In a similar manner, advisors must be prepared to deal with their own emotional well-being when a client dies or faces other hardships.

Baby boomers, who typically represent a large portion of financial advice clients, are now reaching their elderly years, which means advisors are likely to experience the death of clients or have clients who lose family members. That makes it increasingly important for advisors to be able to deal with clients who are grieving.

Amy Florian is the CEO of Corgenius, which uses neuroscience and psychology to train financial professionals in how to help clients who are experiencing loss or other difficult life transactions. In a Wealth Management column, she identifies common mistakes that advisors may make when trying to help individuals deal with grieving.

Telling a client that a lost loved one is “in a better place” should be avoided because it assumes that the client believes in an afterlife and it can overlook the pain that a client is experiencing. If clients mention that they believe their lost loved one is in a better place, advisors can elaborate on the thought. They can say it’s comforting to know that the person may be better off, but they should also mention that the person will be missed.

Advisors should also avoid comments such as “At least the person is no longer suffering,” because such a comment doesn’t acknowledge that the surviving family member is experiencing emotional pain. Advisors should instead assure clients or family members that they will work hard to help memorialize the deceased and they can ask clients to share favorable memories of lost family members.

A blog by the Ashar Group, which is an advisory firm that works with the secondary market for life insurance and life settlements, echoes Florian’s advice to ask grieving clients to share happy memories about lost spouses or family members. The blog also urges advisors to listen attentively to clients, which can involve asking sensitive, open-ended questions and also careful assessing when a client is ready to start talking about finances.

Advisors should also realize that grief can occur from a variety of developments, such as losing a job, retiring, or getting divorced.

The emotional duress of grieving can make it difficult for clients to conduct administrative functions, such as obtaining death certificates or cancelling a driver’s licenses, so advisors should have a checklist to guide clients through the process. The Aurochs Financial Group, for example, provides a checklist under its webpage “Support is Just a Phone Call Away.”

The checklist has eight broad categories of functions and each category has numerous tasks, including managing online accounts, notifying financial institutions, and obtaining documents such as letters of administration and death certificates. The checklist also recommends that grieving individuals reach out to friends, relatives, and professionals, including financial advisors, for help with administrative functions and for emotional support.

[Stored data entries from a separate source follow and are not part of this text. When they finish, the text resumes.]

PR #11381, opened 2021-06-11
Add check for activity in Bubble for Android 12

### LINKED ISSUE #11224: Crash when opening bubbled conversation

### Bug description
I bubbled a conversation on my Android phone. When I received a message in that conversation and attempted to open the bubble by clicking on the bubble (not the notification), the bubble disappeared and the message never opened. I had to open the app and click on the conversation to view the message.

### Steps to reproduce
The issue is intermittent and I haven't been able to reliably reproduce it.

### Device info
**Device:** Google Pixel 5
**Android version:** 11 (security update on April 5th; Play system update on March 1)
**Signal version:** 5.7.6

### Link to debug log
https://debuglogs.org/f1f6873688219b2af2b5d8b4e543d8b7336b17e493fc1058dba579a698341b4e

alabiaga:
Fixes #11224 

@cody-signal  This is the fix for #11224. Note that I did not actually test this by building Signal, as I am having issues compiling the project, so please apply a similar change as you see fit.

Please find the relevant API change documentation here: https://developer.android.com/reference/android/app/Activity#isLaunchedFromBubble()

Additional sample: https://github.com/android/user-interface-samples/tree/main/People#bubbles-1

Also note that an appcompat lib (ActivityCompat) is in the works and will be available in the future

### DIFF
--- a/app/src/main/java/org/thoughtcrime/securesms/conversation/ConversationActivity.java
+++ b/app/src/main/java/org/thoughtcrime/securesms/conversation/ConversationActivity.java
@@ -2082,12 +2082,23 @@ public class ConversationActivity extends PassphraseRequiredActivity
 
   private boolean isInBubble() {
     if (Build.VERSION.SDK_INT >= ConversationUtil.CONVERSATION_SUPPORT_VERSION) {
-      Display display = getDisplay();
-
-      return display != null && display.getDisplayId() != Display.DEFAULT_DISPLAY;
-    } else {
-      return false;
+      return isLaunchedFromBubbleApi30();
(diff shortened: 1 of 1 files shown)


cody-signal:
Thanks @alabiaga - This code is a bit problematic since it relies on APIs from Android 12's beta sdk. I've pulled the intent of your fix (change how we check isInBubble) but implemented in a way that doesn't require knowledge of API31 APIs. Fix will be apart of 5.15.

alabiaga:
Correct, this fix would only be applicable once you compile against the
Android 12 sdk. You can you apply then. Also note that your issue with
bubbles is only applicable in Android 12. Thanks Cody.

Financial advisors should also recommend that grieving clients wait at least six months before making major financial decisions, reports The Phoenix Business Journal.

The theory is that the emotional state of grieving individuals may lead to poor decisions.

Advisors should also ensure that they, themselves, are prepared to deal with the loss of a client, reports Financial Planning. Advisors should consider attending clients’ funerals, in part to further develop relationships with family members but also to reflect on the deceased person’s life.